- Brief:
Every line of the entries below that carries the string "more" should be copied.

(Dataset excerpts)

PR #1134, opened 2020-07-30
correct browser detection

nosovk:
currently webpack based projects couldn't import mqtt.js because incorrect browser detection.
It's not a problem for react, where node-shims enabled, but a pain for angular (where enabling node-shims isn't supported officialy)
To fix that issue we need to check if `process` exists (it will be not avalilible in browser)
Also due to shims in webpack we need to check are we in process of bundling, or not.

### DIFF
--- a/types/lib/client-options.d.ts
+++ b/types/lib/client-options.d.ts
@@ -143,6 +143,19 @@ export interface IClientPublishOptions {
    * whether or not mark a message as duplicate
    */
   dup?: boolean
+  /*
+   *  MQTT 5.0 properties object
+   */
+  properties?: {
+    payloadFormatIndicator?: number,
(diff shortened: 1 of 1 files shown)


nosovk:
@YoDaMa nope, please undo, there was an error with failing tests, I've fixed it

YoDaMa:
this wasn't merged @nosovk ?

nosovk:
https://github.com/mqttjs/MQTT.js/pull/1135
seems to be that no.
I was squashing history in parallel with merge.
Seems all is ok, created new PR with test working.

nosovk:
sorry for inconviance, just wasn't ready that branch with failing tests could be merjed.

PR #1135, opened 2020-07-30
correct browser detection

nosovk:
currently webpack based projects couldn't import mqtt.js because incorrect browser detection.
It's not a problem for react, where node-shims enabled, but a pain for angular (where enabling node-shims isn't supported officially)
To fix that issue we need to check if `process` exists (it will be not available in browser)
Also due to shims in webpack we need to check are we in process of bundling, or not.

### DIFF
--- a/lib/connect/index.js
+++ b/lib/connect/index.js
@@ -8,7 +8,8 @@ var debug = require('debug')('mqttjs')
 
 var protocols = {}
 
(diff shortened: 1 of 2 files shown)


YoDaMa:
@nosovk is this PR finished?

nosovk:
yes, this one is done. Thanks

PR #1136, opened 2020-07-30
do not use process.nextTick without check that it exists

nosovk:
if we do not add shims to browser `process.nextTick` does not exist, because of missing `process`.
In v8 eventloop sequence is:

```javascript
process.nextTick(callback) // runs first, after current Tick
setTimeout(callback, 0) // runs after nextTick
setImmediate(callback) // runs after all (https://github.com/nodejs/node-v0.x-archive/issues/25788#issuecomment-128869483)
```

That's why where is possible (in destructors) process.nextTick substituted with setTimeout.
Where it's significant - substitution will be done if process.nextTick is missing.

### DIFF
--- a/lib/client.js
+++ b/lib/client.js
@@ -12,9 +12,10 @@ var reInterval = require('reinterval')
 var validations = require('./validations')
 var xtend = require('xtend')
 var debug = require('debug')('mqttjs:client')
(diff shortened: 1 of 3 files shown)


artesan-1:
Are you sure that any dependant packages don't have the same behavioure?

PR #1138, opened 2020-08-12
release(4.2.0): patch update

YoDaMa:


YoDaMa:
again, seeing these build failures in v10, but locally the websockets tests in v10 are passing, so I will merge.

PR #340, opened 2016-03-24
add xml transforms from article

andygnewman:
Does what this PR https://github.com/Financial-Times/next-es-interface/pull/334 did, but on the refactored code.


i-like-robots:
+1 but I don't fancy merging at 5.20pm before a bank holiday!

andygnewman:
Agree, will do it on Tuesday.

...

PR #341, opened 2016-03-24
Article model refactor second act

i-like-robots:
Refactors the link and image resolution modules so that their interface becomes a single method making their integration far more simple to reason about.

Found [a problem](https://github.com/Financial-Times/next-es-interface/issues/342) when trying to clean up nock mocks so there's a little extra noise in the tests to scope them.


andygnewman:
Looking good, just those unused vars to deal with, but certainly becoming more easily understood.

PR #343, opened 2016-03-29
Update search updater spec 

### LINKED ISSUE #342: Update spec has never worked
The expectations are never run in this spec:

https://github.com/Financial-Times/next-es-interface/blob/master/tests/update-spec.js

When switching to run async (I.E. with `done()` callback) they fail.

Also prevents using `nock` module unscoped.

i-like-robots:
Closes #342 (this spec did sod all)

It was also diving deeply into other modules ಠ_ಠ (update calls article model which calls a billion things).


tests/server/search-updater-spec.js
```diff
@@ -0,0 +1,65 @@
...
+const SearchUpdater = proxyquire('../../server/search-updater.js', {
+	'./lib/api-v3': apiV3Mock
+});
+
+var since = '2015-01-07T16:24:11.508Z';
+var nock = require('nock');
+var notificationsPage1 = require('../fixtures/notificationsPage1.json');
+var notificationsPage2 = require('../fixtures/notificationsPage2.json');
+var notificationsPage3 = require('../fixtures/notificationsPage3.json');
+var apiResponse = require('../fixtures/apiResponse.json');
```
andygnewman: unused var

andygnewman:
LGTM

- Task solution:
Refactors the link and image resolution modules so that their interface becomes a single method making their integration far more simple to reason about.
Looking good, just those unused vars to deal with, but certainly becoming more easily understood.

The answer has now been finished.